┏━━

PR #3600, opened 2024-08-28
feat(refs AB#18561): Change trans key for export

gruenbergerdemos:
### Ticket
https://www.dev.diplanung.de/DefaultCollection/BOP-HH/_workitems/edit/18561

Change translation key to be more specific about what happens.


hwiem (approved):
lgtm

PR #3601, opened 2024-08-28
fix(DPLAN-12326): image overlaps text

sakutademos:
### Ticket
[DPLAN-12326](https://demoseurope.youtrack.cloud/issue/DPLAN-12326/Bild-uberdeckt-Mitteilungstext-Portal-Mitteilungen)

┗━━

Nothing in the data may change. Give it again in full.

[Completed task]
PR #3600, opened 2024-08-28
feat(refs AB#18561): Change trans key for export

gruenbergerdemos:
### Ticket
https://www.dev.diplanung.de/DefaultCollection/BOP-HH/_workitems/edit/18561

Change translation key to be more specific about what happens.


hwiem (approved):
lgtm

PR #3601, opened 2024-08-28
fix(DPLAN-12326): image overlaps text

sakutademos:
### Ticket
[DPLAN-12326](https://demoseurope.youtrack.cloud/issue/DPLAN-12326/Bild-uberdeckt-Mitteilungstext-Portal-Mitteilungen)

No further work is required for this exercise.